__What to produce__. Read the lines of the data below and retrieve those with "logs".

*** Data shown ***

Issue #2904, opened 2021-11-03
Update graphql-apollo-server and run prisma generate


maxall41:
### What is the problem?

after running `blitz install graphql-apollo-server` and then going to `http://localhost:3000/api/graphql` i get `Internal Server Error` on the page and in the terminal i get the logs below.

### Paste all your error logs here:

*** End of Data shown ***

__Output of the task__.
after running `blitz install graphql-apollo-server` and then going to `http://localhost:3000/api/graphql` i get `Internal Server Error` on the page and in the terminal i get the logs below.
### Paste all your error logs here:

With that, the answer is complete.